- [Directions for this task] All lines in the data that hold the word "approved" need copying.

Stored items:
● ● ● ●

PR #4861, opened 2024-04-25
Rebranded SharedPeers as NonRootPeers

coot:
This is less misleading, especially since ex-local root peers might fall
into that category, and they were never received through peer sharing.


crocodile-dentist (approved):
LGTM

karknu (approved):
LGTM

● ● ● ●

- [Solution to the exercise]
crocodile-dentist (approved):
karknu (approved):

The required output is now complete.